PR #273, opened 2018-06-19
Leverage shorter ELB suffixes in Openshift Ansible

csrwng:


mazzystr:
What does cp pertain to?

staebler:
The elb names need to be changed in this test, too. https://github.com/openshift/cluster-operator/blob/eed4455eab3791da3bc596d0c42af6d9180c9941/pkg/ansible/generate_test.go#L74

staebler:
> What does cp pertain to?

@mazzystr "cp" refers to control plane.

csrwng:
thx @staebler fixed now

PR #275, opened 2018-06-20
Wait for cluster to be created when waiting for it to be ready

csrwng:
Add a polling wait for the cluster to be created in the wait-for-cluster-ready utility. This is needed when invoking the utility right after creating the clusterdeployment. It needs to allow the clusterdeployment controller to create the cluster first.


csrwng:
@dgoodwin ptal

PR #38, opened 2020-10-29
CNN model for disease mesh

nsorros:
* Extends evaluate ensemble to evaluate all models that have been deployed
* Adds ability to pass multiple thresholds to evaluate model to monitor different precision / recalls
* Adds predict and tag for new cnn model
* Adds configs and results with all experiments for cnn model so far


nsorros:

PR #39, opened 2020-11-03
Add tune threshold functionality

nsorros:
This PR implements tuning threshold for our tagger inspired from the paper https://doi.org/10.1016/j.patcog.2013.01.012 but modified to be efficient for MeSH. Modifications are:

- Tune threshold on a sample of the test set
- Try a fixed number of thresholds in the continuous range 0 to 1. For example if we want to try 5 thresholds they would be 0 0.2 0.4 0.6 0.8
- Init threshold value instead of starting from an unnecessarily bad init value which requires more iterations

### DIFF
--- a/grants_tagger/evaluate_model.py
+++ b/grants_tagger/evaluate_model.py
@@ -17,7 +17,7 @@ from grants_tagger.predict_mesh import predict_tfidf_svm, predict_cnn
 from grants_tagger.predict import predict_proba_ensemble_tfidf_svm_bert, load_model
 
 
-def predict(X_test, model_path, nb_labels=None, threshold=None, return_probabilities=False):
+def predict(X_test, model_path, nb_labels=None, threshold=0.5, return_probabilities=False):
     # comma indicates ensemble of more than one models
     if "," in model_path:
         model_paths = model_path.split(",")
--- a/grants_tagger/evaluate_model.py
+++ b/grants_tagger/evaluate_model.py
@@ -17,20 +17,26 @@ from grants_tagger.predict_mesh import predict_tfidf_svm, predict_cnn
 from grants_tagger.predict import predict_proba_ensemble_tfidf_svm_bert, load_model
 
 
-def predict(X_test, model_path, nb_labels, threshold):
+def predict(X_test, model_path, nb_labels=None, threshold=None, return_probabilities=False):
     # comma indicates ensemble of more than one models
     if "," in model_path:
         model_paths = model_path.split(",")
         Y_pred_proba = predict_proba_ensemble_tfidf_svm_bert(X_test, model_paths)
-        Y_pred = Y_pred_proba > threshold
+        if return_probabilities:
+            Y_pred = Y_pred_proba
+        else:
+            Y_pred = Y_pred_proba > threshold
     elif "disease_mesh_cnn" in model_path:
-        Y_pred = predict_cnn(X_test, model_path, threshold)
+        Y_pred = predict_cnn(X_test, model_path, threshold, return_probabilities)
     elif "disease_mesh_tfidf" in model_path:
-        Y_pred = predict_tfidf_svm(X_test, model_path, nb_labels, threshold)
+        Y_pred = predict_tfidf_svm(X_test, model_path, nb_labels, threshold, return_probabilities)
     else:
         model = load_model(model_path)
         Y_pred_proba = model.predict_proba(X_test)
-        Y_pred = Y_pred_proba > threshold
+        if return_probabilities:
+            Y_pred = Y_pred_proba
+        else:
+            Y_pred = Y_pred_proba > threshold
     return Y_pred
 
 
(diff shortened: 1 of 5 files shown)


nsorros:
[Tune threshold for each mesh term or label term independently to maximise f1](https://trello.com/c/wWyX0lzP/1136-tune-threshold-for-each-mesh-term-or-label-term-independently-to-maximise-f1)

grants_tagger/tune_threshold.py
```diff
@@ -0,0 +1,134 @@
...
+
+    return optimal_thresholds
+
+
+def tune_threshold(data_path, model_path, label_binarizer_path, thresholds_path, sample_size=None, nb_thresholds=None, init_threshold=None):
+    with open(label_binarizer_path, "rb") as f:
+        label_binarizer = pickle.loads(f.read())
+
+    X, Y, _ = load_data(data_path, label_binarizer)
+    _, X_test, _, Y_test = train_test_split(X, Y, random_state=42)
```
lizgzil, line 98: is this the same split you used when training the model? if it's not, I guess it might overfit your thresholds to the training data?

grants_tagger/evaluate_model.py
```diff
@@ -17,20 +17,26 @@
 from grants_tagger.predict import predict_proba_ensemble_tfidf_svm_bert, load_model
 
 
-def predict(X_test, model_path, nb_labels, threshold):
+def predict(X_test, model_path, nb_labels=None, threshold=None, return_probabilities=False):
```
lizgzil, line 20: perhaps `threshold` should be `thresholds`?

grants_tagger/tune_threshold.py
```diff
@@ -0,0 +1,134 @@
...
+    optimal_threshold_i = current_threshold_i
+
+    Y_pred = Y_pred_proba > candidate_thresholds
+    Y_pred = csr_matrix(Y_pred)
+    cm = multilabel_confusion_matrix(Y_test, Y_pred)
+
+    if nb_thresholds:
+        candidate_thresholds_i = [t/nb_thresholds for t in range(1, nb_thresholds)]
+    else:
+        candidate_thresholds_i = Y_pred_proba[:, label_i]
```
lizgzil, line 38: Might be worth `np.unique(Y_pred_proba[:, label_i])`?

grants_tagger/tune_threshold.py
nsorros: this is a good point, i think i might have another function that splits but essentially that's what it does under the hood. i will check and replace

grants_tagger/tune_threshold.py
nsorros: good idea

grants_tagger/evaluate_model.py
nsorros: tricky one as you can pass in both a value and a list, not sure what the right name in these cases

lizgzil:
also `make test` passed for me 👍

nsorros:
> also `make test` passed for me 👍

that's some good news

grants_tagger/tune_threshold.py
nsorros: 8b1752b

grants_tagger/tune_threshold.py
nsorros: 59aa03e

grants_tagger/evaluate_model.py
```diff
@@ -17,20 +17,26 @@
...
+        if return_probabilities:
+            Y_pred = Y_pred_proba
+        else:
+            Y_pred = Y_pred_proba > threshold
     elif "disease_mesh_cnn" in model_path:
-        Y_pred = predict_cnn(X_test, model_path, threshold)
+        Y_pred = predict_cnn(X_test, model_path, threshold, return_probabilities)
     elif "disease_mesh_tfidf" in model_path:
-        Y_pred = predict_tfidf_svm(X_test, model_path, nb_labels, threshold)
+        Y_pred = predict_tfidf_svm(X_test, model_path, nb_labels, threshold, return_probabilities)
```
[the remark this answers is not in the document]
nsorros: actually this is a bug well spotted. added a test as well. fixed in 3516143

grants_tagger/evaluate_model.py
```diff
@@ -17,20 +17,26 @@
...
+def predict(X_test, model_path, nb_labels=None, threshold=None, return_probabilities=False):
     # comma indicates ensemble of more than one models
     if "," in model_path:
         model_paths = model_path.split(",")
         Y_pred_proba = predict_proba_ensemble_tfidf_svm_bert(X_test, model_paths)
-        Y_pred = Y_pred_proba > threshold
+        if return_probabilities:
+            Y_pred = Y_pred_proba
+        else:
+            Y_pred = Y_pred_proba > threshold
```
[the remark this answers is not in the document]
nsorros: good point, will default to None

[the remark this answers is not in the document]
nsorros: 2a49f37

lizgzil (approved):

• • • • • • •

• **WHAT YOU ARE ASKED TO DO**
Take the material above and print all of it exactly.

• **ANSWER FOR THE TASK**
PR #273, opened 2018-06-19
Leverage shorter ELB suffixes in Openshift Ansible

csrwng:


mazzystr:
What does cp pertain to?

staebler:
The elb names need to be changed in this test, too. https://github.com/openshift/cluster-operator/blob/eed4455eab3791da3bc596d0c42af6d9180c9941/pkg/ansible/generate_test.go#L74

staebler:
> What does cp pertain to?

@mazzystr "cp" refers to control plane.

csrwng:
thx @staebler fixed now

PR #275, opened 2018-06-20
Wait for cluster to be created when waiting for it to be ready

csrwng:
Add a polling wait for the cluster to be created in the wait-for-cluster-ready utility. This is needed when invoking the utility right after creating the clusterdeployment. It needs to allow the clusterdeployment controller to create the cluster first.


csrwng:
@dgoodwin ptal

PR #38, opened 2020-10-29
CNN model for disease mesh

nsorros:
* Extends evaluate ensemble to evaluate all models that have been deployed
* Adds ability to pass multiple thresholds to evaluate model to monitor different precision / recalls
* Adds predict and tag for new cnn model
* Adds configs and results with all experiments for cnn model so far


nsorros:

PR #39, opened 2020-11-03
Add tune threshold functionality

nsorros:
This PR implements tuning threshold for our tagger inspired from the paper https://doi.org/10.1016/j.patcog.2013.01.012 but modified to be efficient for MeSH. Modifications are:

- Tune threshold on a sample of the test set
- Try a fixed number of thresholds in the continuous range 0 to 1. For example if we want to try 5 thresholds they would be 0 0.2 0.4 0.6 0.8
- Init threshold value instead of starting from an unnecessarily bad init value which requires more iterations

### DIFF
--- a/grants_tagger/evaluate_model.py
+++ b/grants_tagger/evaluate_model.py
@@ -17,7 +17,7 @@ from grants_tagger.predict_mesh import predict_tfidf_svm, predict_cnn
 from grants_tagger.predict import predict_proba_ensemble_tfidf_svm_bert, load_model
 
 
-def predict(X_test, model_path, nb_labels=None, threshold=None, return_probabilities=False):
+def predict(X_test, model_path, nb_labels=None, threshold=0.5, return_probabilities=False):
     # comma indicates ensemble of more than one models
     if "," in model_path:
         model_paths = model_path.split(",")
--- a/grants_tagger/evaluate_model.py
+++ b/grants_tagger/evaluate_model.py
@@ -17,20 +17,26 @@ from grants_tagger.predict_mesh import predict_tfidf_svm, predict_cnn
 from grants_tagger.predict import predict_proba_ensemble_tfidf_svm_bert, load_model
 
 
-def predict(X_test, model_path, nb_labels, threshold):
+def predict(X_test, model_path, nb_labels=None, threshold=None, return_probabilities=False):
     # comma indicates ensemble of more than one models
     if "," in model_path:
         model_paths = model_path.split(",")
         Y_pred_proba = predict_proba_ensemble_tfidf_svm_bert(X_test, model_paths)
-        Y_pred = Y_pred_proba > threshold
+        if return_probabilities:
+            Y_pred = Y_pred_proba
+        else:
+            Y_pred = Y_pred_proba > threshold
     elif "disease_mesh_cnn" in model_path:
-        Y_pred = predict_cnn(X_test, model_path, threshold)
+        Y_pred = predict_cnn(X_test, model_path, threshold, return_probabilities)
     elif "disease_mesh_tfidf" in model_path:
-        Y_pred = predict_tfidf_svm(X_test, model_path, nb_labels, threshold)
+        Y_pred = predict_tfidf_svm(X_test, model_path, nb_labels, threshold, return_probabilities)
     else:
         model = load_model(model_path)
         Y_pred_proba = model.predict_proba(X_test)
-        Y_pred = Y_pred_proba > threshold
+        if return_probabilities:
+            Y_pred = Y_pred_proba
+        else:
+            Y_pred = Y_pred_proba > threshold
     return Y_pred
 
 
(diff shortened: 1 of 5 files shown)


nsorros:
[Tune threshold for each mesh term or label term independently to maximise f1](https://trello.com/c/wWyX0lzP/1136-tune-threshold-for-each-mesh-term-or-label-term-independently-to-maximise-f1)

grants_tagger/tune_threshold.py
```diff
@@ -0,0 +1,134 @@
...
+
+    return optimal_thresholds
+
+
+def tune_threshold(data_path, model_path, label_binarizer_path, thresholds_path, sample_size=None, nb_thresholds=None, init_threshold=None):
+    with open(label_binarizer_path, "rb") as f:
+        label_binarizer = pickle.loads(f.read())
+
+    X, Y, _ = load_data(data_path, label_binarizer)
+    _, X_test, _, Y_test = train_test_split(X, Y, random_state=42)
```
lizgzil, line 98: is this the same split you used when training the model? if it's not, I guess it might overfit your thresholds to the training data?

grants_tagger/evaluate_model.py
```diff
@@ -17,20 +17,26 @@
 from grants_tagger.predict import predict_proba_ensemble_tfidf_svm_bert, load_model
 
 
-def predict(X_test, model_path, nb_labels, threshold):
+def predict(X_test, model_path, nb_labels=None, threshold=None, return_probabilities=False):
```
lizgzil, line 20: perhaps `threshold` should be `thresholds`?

grants_tagger/tune_threshold.py
```diff
@@ -0,0 +1,134 @@
...
+    optimal_threshold_i = current_threshold_i
+
+    Y_pred = Y_pred_proba > candidate_thresholds
+    Y_pred = csr_matrix(Y_pred)
+    cm = multilabel_confusion_matrix(Y_test, Y_pred)
+
+    if nb_thresholds:
+        candidate_thresholds_i = [t/nb_thresholds for t in range(1, nb_thresholds)]
+    else:
+        candidate_thresholds_i = Y_pred_proba[:, label_i]
```
lizgzil, line 38: Might be worth `np.unique(Y_pred_proba[:, label_i])`?

grants_tagger/tune_threshold.py
nsorros: this is a good point, i think i might have another function that splits but essentially that's what it does under the hood. i will check and replace

grants_tagger/tune_threshold.py
nsorros: good idea

grants_tagger/evaluate_model.py
nsorros: tricky one as you can pass in both a value and a list, not sure what the right name in these cases

lizgzil:
also `make test` passed for me 👍

nsorros:
> also `make test` passed for me 👍

that's some good news

grants_tagger/tune_threshold.py
nsorros: 8b1752b

grants_tagger/tune_threshold.py
nsorros: 59aa03e

grants_tagger/evaluate_model.py
```diff
@@ -17,20 +17,26 @@
...
+        if return_probabilities:
+            Y_pred = Y_pred_proba
+        else:
+            Y_pred = Y_pred_proba > threshold
     elif "disease_mesh_cnn" in model_path:
-        Y_pred = predict_cnn(X_test, model_path, threshold)
+        Y_pred = predict_cnn(X_test, model_path, threshold, return_probabilities)
     elif "disease_mesh_tfidf" in model_path:
-        Y_pred = predict_tfidf_svm(X_test, model_path, nb_labels, threshold)
+        Y_pred = predict_tfidf_svm(X_test, model_path, nb_labels, threshold, return_probabilities)
```
[the remark this answers is not in the document]
nsorros: actually this is a bug well spotted. added a test as well. fixed in 3516143

grants_tagger/evaluate_model.py
```diff
@@ -17,20 +17,26 @@
...
+def predict(X_test, model_path, nb_labels=None, threshold=None, return_probabilities=False):
     # comma indicates ensemble of more than one models
     if "," in model_path:
         model_paths = model_path.split(",")
         Y_pred_proba = predict_proba_ensemble_tfidf_svm_bert(X_test, model_paths)
-        Y_pred = Y_pred_proba > threshold
+        if return_probabilities:
+            Y_pred = Y_pred_proba
+        else:
+            Y_pred = Y_pred_proba > threshold
```
[the remark this answers is not in the document]
nsorros: good point, will default to None

[the remark this answers is not in the document]
nsorros: 2a49f37

lizgzil (approved):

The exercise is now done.